VOCT is a useful imaging technique that allows the clinician to visualize and physically characterize the stiffness of lesions. Since tissue stiffness has been associated with cancerous growth of cells as well as metastatic potential, VOCT is useful in analysis of lesion composition. Cellular contributions to the properties of the lesion occur at resonant frequencies at or below about 60 HZ while collagen contributes to the resonant frequencies above 90 Hz depending on the tissue thickness. In verrucous carcinoma the epidermis is thickened and shows excess keratin production. This keratin production appears to stiffen the epidermis as well as contributes to enlarged hills and valleys that characterize the surface of the lesion based on enhanced OCT images. The slow growth of this lesion may reflect the lack of involvement of the collagen and ECM in the dermis since the stiffness of the dermis does not change in this case of verrucous carcinoma.
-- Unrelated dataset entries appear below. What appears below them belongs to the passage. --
Issue #6848, opened 2024-11-24
Dialog: blockScroll props isn't working


phat-dang:
### Describe the bug

I'm trying to use the blockScroll props to show scrollbar when open Dialog but seems isn't working. By default, blockScoll props is "false" and would show the scrollbar, but isn't.

### Reproducer

https://stackblitz.com/edit/primevue-4-ts-vite-issue-template-2rk2yd?file=src%2FApp.vue

### PrimeVue version

4.2.3

### Vue version

4.x

### Language

TypeScript

### Build / Runtime

Nuxt

### Steps to reproduce the behavior

1. Open the Stackblitz example
2. Click the 'Open Dialog' button
3. Updates "blockScroll" props to true or false (default is false in Document: https://primevue.org/dialog/#api.dialog.props.blockScroll)
5. Note that the props seems isn't working

### Expected behavior

The scrollbar should display when "blockScroll"  to false or vice versa 
https://primevue.org/dialog/#api.dialog.props.blockScroll

betavs:
You should set `:modal="false"`

avramz:
PR open - @tugcekucukoglu `blockScroll` property should actually have a `true` as a default value, because the dialog behavior out of the box is to block the scroll. I've updated the documentation and simplified the blockScroll logic.

askomarov:
somebody fix it!

catalinp2004:
Facing the same issue with Drawer component, would really appreciate a fix, from someone with the know-how to provide it.

J-Michalek:
> Facing the same issue with Drawer component, would really appreciate a fix, from someone with the know-how to provide it.

Could you create a new issue for the Drawer component with a reproducer? I am unable to reproduce it on my end. The `blockScroll` prop seems to work as expected for me.

tugcekucukoglu:
Please track at https://github.com/primefaces/primevue/issues/6094

catalinp2004:
> > Facing the same issue with Drawer component, would really appreciate a fix, from someone with the know-how to provide it.
> 
> Could you create a new issue for the Drawer component with a reproducer? I am unable to reproduce it on my end. The `blockScroll` prop seems to work as expected for me.

Thanks for letting me know, actually it seems it was a problem on my end, adding `body { min-height: 100%; }` to my styling seems to fix it in my case, but I wasn't able to reproduce in Stackblitz.

Issue #6094, opened 2024-07-22
Base Presets: CSS var `--p-scrollbar-width` is not defined


eneeio-nm:
### Describe the bug

Since v4 release, when a Dialog is opened, `.p-overflow-hidden` class is expecting `var(--p-scrollbar-width)`, however `--p-scrollbar-width` is not being defined. See screenshot from Chrome Devtools below:

![Chrome Devtools screenshot](https://github.com/user-attachments/assets/74071061-4598-4b1f-9009-9779675d8c32)
_Chrome Devtools screenshot showing CSS var is not defined_

This results in the page (when a vertical scrollbar is visible) expanding to the right once the overlay appears. This degrades the UX of v4 over v3.

> [!NOTE]
> Whilst this is being reported against v4.0.1 it was also present in v4.0.0

### Reproducer

https://primevue.org/dialog/

### PrimeVue version

4.0.1

### Vue version

3.x

### Language

TypeScript

### Build / Runtime

Vite

### Steps to reproduce the behavior

1. Go to https://primevue.org/dialog/
2. Select 'Show' button in the first example
3. Open Devtools
4. Select `body` node, under 'Elements' tab
5. Notice in the 'Styles' tab on the right that `--p-scrollbar-width` is greyed out and when mouse hovers over it a tooltip is displayed stating it is not defined

### Expected behavior

Expectations are the when a Dialog (or similar component that displays a page overlay) is open, the content of the page should not expand to the right (by the width of the browser's scrollbar).

eneeio-nm:
Probably a duplicate of #6089 ?

mertsincan:
The `scrollbar-width` is calculated automatically using the blockBodyScroll method in @primeuix/utils. 

Fixed for next version.

askomarov:
@mertsincan if its close, why its still not working even on project site https://primevue.org/dialog/. ?  when it will be fixed? Thanks!

PR #7116, opened 2025-01-19
fix(dialog): block scroll behavior

J-Michalek:
Fix https://github.com/primefaces/primevue/issues/6848

By changing the default value of `blockScroll` to `undefined` we do not introduce a breaking change and at the same time it is now possible to disable scroll blocking inside of modal dialogs.


tugcekucukoglu:
Please track this issue: https://github.com/primefaces/primevue/issues/6094

Changing the default value of a property is always breaking change.

PR #7131, opened 2025-01-22
fix(floatlabel): correct font.weight style key weight for active label

dec87:
Problem
When we modify the design token floatlabel.active.font.weight for [FloatLabel Theming](https://primevue.org/floatlabel/#theming.tokens), it is not applied correctly because the code uses the incorrect key floatlabel.label.active.font.weight.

These results suggest that verrucous carcinoma and other skin lesions less than 0.2 mm in diameter may be identified and characterized using VOCT before they are able to be seen by dermoscopy. Further studies are underway to compare images and stiffness measurements made on verrucous carcinoma and other skin lesions.
One or more of the authors may receive financial remuneration in the future from the sale of the device used in this research work.